**ABOUT THIS TASK:** Top to bottom, output the entries that follow exactly.

/---

PR #336, opened 2023-10-19
fix: docker compose ps parsing for version >= 2.21

### LINKED ISSUE #335: docker compose 2.21.0 introduces breaking change to `ps` JSON output
See https://github.com/docker/compose/pull/10918

This version of docker was released 8/20/2023 so anyone with a recent version of docker compose will run into an exception when trying to run any `algokit localnet`command. 

The fix should be pretty easy, so I'll PR shortly.

joe-p:
Fixes #335 

## Proposed Changes

  - Support both the new and old `docker compose ps --format json` formats

### DIFF
--- a/src/algokit/core/sandbox.py
+++ b/src/algokit/core/sandbox.py
@@ -116,7 +116,21 @@ class ComposeSandbox:
         )
         if run_results.exit_code != 0:
             return []
-        data = json.loads(run_results.output)
+
+        data = []
+
+        # docker compose version >= 2.21.0 outputs a blank line when nothing is running
+        # json.loads with a blank line will throw an error
+        if len(run_results.output.strip()) > 0:
+            # docker compose version < 2.21.0 outputs a JSON array, so it will have no newlines
+            if run_results.output.strip().find("\n") == -1:
+                data = json.loads(run_results.output)
+            # docker compose version >= 2.21.0 outputs seperate JSON objects, each on a new line
+            else:
+                for line in run_results.output.split("\n"):
+                    if len(line) > 0:
+                        data.append(json.loads(line))
+
         assert isinstance(data, list)
         return cast(list[dict[str, Any]], data)
 


src/algokit/core/sandbox.py
```diff
@@ -116,7 +116,21 @@ def ps(self, service_name: str | None = None) -> list[dict[str, Any]]:
         )
         if run_results.exit_code != 0:
             return []
-        data = json.loads(run_results.output)
+
+        data = []
+
+        # docker compose version >= 2.21.0 outputs a blank line when nothing is running
+        # json.loads with a blank line will throw an error
+        if len(run_results.output.strip()) > 0:
```
achidlow, line 124: `if len(x) > 0:` is more idiomatic as just `if x:`

src/algokit/core/sandbox.py
```diff
@@ -116,7 +116,21 @@ def ps(self, service_name: str | None = None) -> list[dict[str, Any]]:
...
+            # docker compose version < 2.21.0 outputs a JSON array, so it will have no newlines
+            if run_results.output.strip().find("\n") == -1:
+                data = json.loads(run_results.output)
+            # docker compose version >= 2.21.0 outputs seperate JSON objects, each on a new line
+            else:
+                for line in run_results.output.split("\n"):
```
achidlow, line 130: `split("\n")` is more idiomatic as `splitlines()`

src/algokit/core/sandbox.py
achidlow: also, I would assign the result of strip. you could even use walrus operator for that:
`if stripped_output := run_results.output.strip():`

src/algokit/core/sandbox.py
achidlow: also, could you use a comprehension here? 
`data = [json.loads(line) for line in stripped_output.splitlines() if line]` ?

achidlow: (also, could you omit the `if line` since you can run on `stripped_output` instead?)

joe-p:
@achidlow I realized I could simplify the condition since the old output always starts with "[" and the new output doesn't. Used the suggested list comprehension as well.

aorumbayev (approved):

src/algokit/core/sandbox.py
```diff
@@ -116,7 +116,16 @@ def ps(self, service_name: str | None = None) -> list[dict[str, Any]]:
         )
         if run_results.exit_code != 0:
             return []
-        data = json.loads(run_results.output)
+
+        data = []
+
+        # `docker compose ps --format json` on version < 2.21.0 outputs a JSON arary
+        if run_results.output and run_results.output[0] == "[":
```
achidlow, line 123:
```suggestion
        if run_results.output.startswith("["):
```

src/algokit/core/sandbox.py
```diff
@@ -116,7 +116,16 @@ def ps(self, service_name: str | None = None) -> list[dict[str, Any]]:
         )
         if run_results.exit_code != 0:
             return []
-        data = json.loads(run_results.output)
+
+        data = []
```
achidlow, line 120: can this line be removed now? if that impacts the type checker, might just need to explicitly annotate the assignment in the if branch

joe-p: Removed in 9709b8564bc1f4bcc0f958e58fba452745f9ff23

src/algokit/core/sandbox.py
```diff
@@ -116,7 +116,14 @@ def ps(self, service_name: str | None = None) -> list[dict[str, Any]]:
...
         if run_results.exit_code != 0:
             return []
-        data = json.loads(run_results.output)
+
+        # `docker compose ps --format json` on version < 2.21.0 outputs a JSON arary
+        if run_results.output.startswith("["):
+            data = json.loads(run_results.output)
+        # `docker compose ps --format json` on version >= 2.21.0 outputs seperate JSON objects, each on a new line
+        else:
+            data = [json.loads(line) for line in run_results.output if line]
```
aorumbayev, line 125:
```suggestion
            data = [json.loads(line) for line in run_results.output.splitlines() if line]
```

aorumbayev: @joe-p  Just double checked on mac, produces `Unhandled JSONDecodeError: Expecting property name enclosed in double quotes: line 1 column 2 (char 1)` unless splitlines are applied. Otherwise lgtm - will merge as soon as you commit suggestion, and thanks for tackling this 👍

aorumbayev (changes requested):

PR #346, opened 2023-11-09
fix: support the multiple file outputs of goal clerk split

neilcampbell:
## Fixes to goal command
  - Add support for copying the multiple output files that goal clerk split generates
  - Add support for file paths like `./my-file.ext` and `~/my-file.ext`
  - Support additional output arguments available in the goal commands

### DIFF
--- a/src/algokit/core/goal.py
+++ b/src/algokit/core/goal.py
@@ -41,40 +41,56 @@ def list_files_in_volume(volume_path: Path) -> list[str]:
 
 def preprocess_command_args(
     command: list[str], volume_mount_path_local: Path, docker_mount_path_local: Path
-) -> tuple[list[str], list[Path], list[str]]:
-    input_filenames = []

\---

**RESULT OF THIS TASK:**
PR #336, opened 2023-10-19
fix: docker compose ps parsing for version >= 2.21

### LINKED ISSUE #335: docker compose 2.21.0 introduces breaking change to `ps` JSON output
See https://github.com/docker/compose/pull/10918

This version of docker was released 8/20/2023 so anyone with a recent version of docker compose will run into an exception when trying to run any `algokit localnet`command. 

The fix should be pretty easy, so I'll PR shortly.

joe-p:
Fixes #335 

## Proposed Changes

  - Support both the new and old `docker compose ps --format json` formats

### DIFF
--- a/src/algokit/core/sandbox.py
+++ b/src/algokit/core/sandbox.py
@@ -116,7 +116,21 @@ class ComposeSandbox:
         )
         if run_results.exit_code != 0:
             return []
-        data = json.loads(run_results.output)
+
+        data = []
+
+        # docker compose version >= 2.21.0 outputs a blank line when nothing is running
+        # json.loads with a blank line will throw an error
+        if len(run_results.output.strip()) > 0:
+            # docker compose version < 2.21.0 outputs a JSON array, so it will have no newlines
+            if run_results.output.strip().find("\n") == -1:
+                data = json.loads(run_results.output)
+            # docker compose version >= 2.21.0 outputs seperate JSON objects, each on a new line
+            else:
+                for line in run_results.output.split("\n"):
+                    if len(line) > 0:
+                        data.append(json.loads(line))
+
         assert isinstance(data, list)
         return cast(list[dict[str, Any]], data)
 


src/algokit/core/sandbox.py
```diff
@@ -116,7 +116,21 @@ def ps(self, service_name: str | None = None) -> list[dict[str, Any]]:
         )
         if run_results.exit_code != 0:
             return []
-        data = json.loads(run_results.output)
+
+        data = []
+
+        # docker compose version >= 2.21.0 outputs a blank line when nothing is running
+        # json.loads with a blank line will throw an error
+        if len(run_results.output.strip()) > 0:
```
achidlow, line 124: `if len(x) > 0:` is more idiomatic as just `if x:`

src/algokit/core/sandbox.py
```diff
@@ -116,7 +116,21 @@ def ps(self, service_name: str | None = None) -> list[dict[str, Any]]:
...
+            # docker compose version < 2.21.0 outputs a JSON array, so it will have no newlines
+            if run_results.output.strip().find("\n") == -1:
+                data = json.loads(run_results.output)
+            # docker compose version >= 2.21.0 outputs seperate JSON objects, each on a new line
+            else:
+                for line in run_results.output.split("\n"):
```
achidlow, line 130: `split("\n")` is more idiomatic as `splitlines()`

src/algokit/core/sandbox.py
achidlow: also, I would assign the result of strip. you could even use walrus operator for that:
`if stripped_output := run_results.output.strip():`

src/algokit/core/sandbox.py
achidlow: also, could you use a comprehension here? 
`data = [json.loads(line) for line in stripped_output.splitlines() if line]` ?

achidlow: (also, could you omit the `if line` since you can run on `stripped_output` instead?)

joe-p:
@achidlow I realized I could simplify the condition since the old output always starts with "[" and the new output doesn't. Used the suggested list comprehension as well.

aorumbayev (approved):

src/algokit/core/sandbox.py
```diff
@@ -116,7 +116,16 @@ def ps(self, service_name: str | None = None) -> list[dict[str, Any]]:
         )
         if run_results.exit_code != 0:
             return []
-        data = json.loads(run_results.output)
+
+        data = []
+
+        # `docker compose ps --format json` on version < 2.21.0 outputs a JSON arary
+        if run_results.output and run_results.output[0] == "[":
```
achidlow, line 123:
```suggestion
        if run_results.output.startswith("["):
```

src/algokit/core/sandbox.py
```diff
@@ -116,7 +116,16 @@ def ps(self, service_name: str | None = None) -> list[dict[str, Any]]:
         )
         if run_results.exit_code != 0:
             return []
-        data = json.loads(run_results.output)
+
+        data = []
```
achidlow, line 120: can this line be removed now? if that impacts the type checker, might just need to explicitly annotate the assignment in the if branch

joe-p: Removed in 9709b8564bc1f4bcc0f958e58fba452745f9ff23

src/algokit/core/sandbox.py
```diff
@@ -116,7 +116,14 @@ def ps(self, service_name: str | None = None) -> list[dict[str, Any]]:
...
         if run_results.exit_code != 0:
             return []
-        data = json.loads(run_results.output)
+
+        # `docker compose ps --format json` on version < 2.21.0 outputs a JSON arary
+        if run_results.output.startswith("["):
+            data = json.loads(run_results.output)
+        # `docker compose ps --format json` on version >= 2.21.0 outputs seperate JSON objects, each on a new line
+        else:
+            data = [json.loads(line) for line in run_results.output if line]
```
aorumbayev, line 125:
```suggestion
            data = [json.loads(line) for line in run_results.output.splitlines() if line]
```

aorumbayev: @joe-p  Just double checked on mac, produces `Unhandled JSONDecodeError: Expecting property name enclosed in double quotes: line 1 column 2 (char 1)` unless splitlines are applied. Otherwise lgtm - will merge as soon as you commit suggestion, and thanks for tackling this 👍

aorumbayev (changes requested):

PR #346, opened 2023-11-09
fix: support the multiple file outputs of goal clerk split

neilcampbell:
## Fixes to goal command
  - Add support for copying the multiple output files that goal clerk split generates
  - Add support for file paths like `./my-file.ext` and `~/my-file.ext`
  - Support additional output arguments available in the goal commands

### DIFF
--- a/src/algokit/core/goal.py
+++ b/src/algokit/core/goal.py
@@ -41,40 +41,56 @@ def list_files_in_volume(volume_path: Path) -> list[str]:
 
 def preprocess_command_args(
     command: list[str], volume_mount_path_local: Path, docker_mount_path_local: Path
-) -> tuple[list[str], list[Path], list[str]]:
-    input_filenames = []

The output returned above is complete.